Mounir Boudjema, an expert on Algerian terrorist groups and editor of the newspaper Liberte, said the Salafist radical group is weaker than ever at home.
"In terms of strategy, they have lost," Boudjema said in an interview in Algiers. "The population doesn't want to have them anymore. The people in the villages refuse to give them blankets or water or food. The whole logistical network is falling apart."
Training and Support
Even as it struggles in Algeria, the GSPC has rapidly extended its reach elsewhere in North Africa.
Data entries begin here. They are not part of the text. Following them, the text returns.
PR #177, opened 2023-01-26
Add an `hpack` pre-commit hook

Niols:
Somehow, [the default `hpack` hook](https://github.com/cachix/pre-commit-hooks.nix/blob/7bdf85f6bbef581eb687838d19f2b35a4c9d77f0/modules/hooks.nix#L419-L435) does not work for us, so we write our own, which we call `hpack-sync` so as not to clash with the default. Only the first commit matters. The others will be there for testing purposes.

### DIFF
--- a/flake.lock
+++ b/flake.lock
@@ -124,11 +124,11 @@
         "nixpkgs-stable": "nixpkgs-stable"
       },
       "locked": {
-        "lastModified": 1674122161,
-        "narHash": "sha256-9QM4rvgUSEwO8DWtJN9sR/afEqrH1s3b6ACsZT5wiAM=",
+        "lastModified": 1675688762,
+        "narHash": "sha256-oit/SxMk0B380ASuztBGQLe8TttO1GJiXF8aZY9AYEc=",
         "owner": "cachix",
         "repo": "pre-commit-hooks.nix",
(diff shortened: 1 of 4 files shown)


Niols:
I marked it as draft because there are still things I do not understand about this `hpack` hook. Besides, upstream seems to answer pretty fast so I will try to push a solution there rather than a custom one in Pirouette.

Niols:
Let's believe in it; new round of tests!

Niols:
Tests successful! If you have a look at the flake checks, you'll see that every time I “break” one of the file (that is I get them out of sync), the CI complains, as expected. As soon as they are back in sync, CI is happy.

Niols:
I just opened the PR https://github.com/cachix/pre-commit-hooks.nix/pull/236 that should bring this fixed version of the `hpack` hook upstream. We will potentially iterate there on better versions but, eventually, we should settle things there. We can either wait for that to update the current PR or merge and update later on. Personally, I would go for the latter.

Niols:
Now uses upstream's hpack. I think everything is ready to merge.

Niols:
@gabrielhdt WDYT?

0xd34df00d (approved):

With al-Qaeda's backing, the network has partnered with other radical groups, including extremists in Morocco, Libya, Tunisia and Mauritania, according to Arab and European counterterrorism officials. There was little overlap among such factions in the past, officials said, but now many have turned to the Algerians for training and support.
"The message we get is that al-Qaeda has given delegation to the GSPC to coordinate their operations in the Maghreb region," said Chakib Benmoussa, the Moroccan interior minister.
"Al-Qaeda's objective is to have a base in the region of the Sahel," he added, referring to the remote stretch of North Africa that borders the southern edge of the Sahara and covers such impoverished nations as Mali, Mauritania and Niger.
In June 2005, about 150 of the Algerian group's fighters from different countries attacked a Mauritanian military outpost, killing 15 soldiers. Another of its cells kidnapped 32 European tourists in the Sahara in 2003 and reportedly received a $5 million ransom from the German government for their release.
Counterterrorism officials said the network operates training camps in the Sahara and Sahel that cater to fighters from countries bordering Algeria, but also recruits from Europe. The camps are small and temporary, consisting of four-wheel-drive vehicles and a few instructors who teach bombmaking and guerrilla tactics, said a U.S. counterterrorism official who has studied the network and spoke on condition of anonymity.
"It's all mobile and on the run. They'll rendezvous in a wadi for four or five days, then disperse," the official said, using an Arabic word for a streambed that is usually dry. "We're very much concerned about it. It's more than just a few guys. If you add it up, it's a substantial number of folks."
Many veterans of the North African camps have traveled to Iraq, where they make up one of the biggest contingents of foreign fighters battling U.S. and Iraqi forces, according to counterterrorism officials and analysts.
According to a study released in March by the Saudi National Security Assessment Project, an adviser to the Saudi government, North Africans make up about 30 percent of foreign fighters in Iraq, with 22 percent from Algeria alone. U.S. military officials and independent analysts said other estimates have shown somewhat lower numbers of North Africans, but agreed that Algerians and the Salafist group are playing key roles in the conflict.